▸ AIM OF THE TASK
Take the data from its first line. Print each line exactly until the line containing "I didn't add it to the JSON types because" has been printed too.

[Saved entries]
------------

PR #1371, opened 2026-03-13
Support `exactOptionalPropertyTypes`

### LINKED ISSUE #1358: Investigate support for exactOptionalPropertyTypes (on by default from TypeScript 5.9)
### context

https://github.com/bufbuild/protobuf-es/pull/1347 was closed incorrectly

follow up at https://github.com/bufbuild/protobuf-es/pull/1357

### conclusion

The library is incompatible with the compiler standard setting exactOptionalPropertyTypes (as seen in `tsc --init`)

### expected result

1347 gets reopened and merged

---

cc @timostamm

haines:
Closes #1358

This PR adds support for the `exactOptionalPropertyTypes` TypeScript compiler option, which is on by default in `tsc --init` from Typescript 5.9 onwards. This necessitates adding `| undefined` to the typing of optional fields so that they may be explicitly set to undefined, not just omitted.

I've enabled the option in the compiler settings for this project to catch any issues, which meant adding a few `| undefined`s to types used internally as well.

I didn't add it to the JSON types because doing so means either adding `| undefined` to the fields of `JsonObject` (which seems wrong when deserializing from JSON can never produce an `undefined` field) or removing the constraint that `MessageJsonType extends JsonValue` (which seems wrong because the JSON types _are_ JSON values).

### DIFF
--- a/MANUAL.md
+++ b/MANUAL.md
@@ -373,7 +373,7 @@ Protobuf-ES generates the following property:
 /**
  * @generated from field: example.User manager = 4;
  */
-manager?: User
+manager?: User | undefined;
 ```
 
 Message fields don't have default values in Protobuf. They are always optional in ECMAScript.
@@ -531,7 +531,7 @@ For this group field, Protobuf-ES generates the following property and the messa
 /**
  * @generated from field: optional example.User.MyGroup mygroup = 1;
  */
-mygroup?: User_MyGroup;
+mygroup?: User_MyGroup | undefined;
 ```
 
 > [!CAUTION]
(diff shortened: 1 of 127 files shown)


timostamm:
Thanks for the PR, Andrew! I'm a bit distracted by other things right now, but I'll check it out soon.

timostamm (approved):
Thanks for the PR, Andrew 🙂 

I was afraid this would entail more changes in our runtime packages, but this all looks reasonable to me. I did push up a small change to `toJson` and `fromJson`, and updated the code snippets in the manual to match the new generated code. 

> I didn't add it to the JSON types

Agreed.

Zaczero:
I don't want to sound salty. But... my original PR #1347 was closed incorrectly, then you made me open an issue to reopen that PR, and instead you just resolved the issue yourself without giving a chance to contribute. And not even co-authored-by.

PR #1375, opened 2026-03-27
Change README title from Deno to Bun

gabszs:
Updated the title of the README to reflect the use of Bun instead of Deno.


timostamm:
Thanks! Can you sign the CLA?

PR #1385, opened 2026-04-17
Update to protocolbuffers/protobuf v34.0

emcfarlane:
This updates to protocolbuffers/protobuf [v34.0](https://github.com/protocolbuffers/protobuf/releases/tag/v34.0). Conformance testing will be done as a follow up.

------------

▸ RESPONSE TO THE TASK
PR #1371, opened 2026-03-13
Support `exactOptionalPropertyTypes`

### LINKED ISSUE #1358: Investigate support for exactOptionalPropertyTypes (on by default from TypeScript 5.9)
### context

https://github.com/bufbuild/protobuf-es/pull/1347 was closed incorrectly

follow up at https://github.com/bufbuild/protobuf-es/pull/1357

### conclusion

The library is incompatible with the compiler standard setting exactOptionalPropertyTypes (as seen in `tsc --init`)

### expected result

1347 gets reopened and merged

---

cc @timostamm

haines:
Closes #1358

This PR adds support for the `exactOptionalPropertyTypes` TypeScript compiler option, which is on by default in `tsc --init` from Typescript 5.9 onwards. This necessitates adding `| undefined` to the typing of optional fields so that they may be explicitly set to undefined, not just omitted.

I've enabled the option in the compiler settings for this project to catch any issues, which meant adding a few `| undefined`s to types used internally as well.

I didn't add it to the JSON types because doing so means either adding `| undefined` to the fields of `JsonObject` (which seems wrong when deserializing from JSON can never produce an `undefined` field) or removing the constraint that `MessageJsonType extends JsonValue` (which seems wrong because the JSON types _are_ JSON values).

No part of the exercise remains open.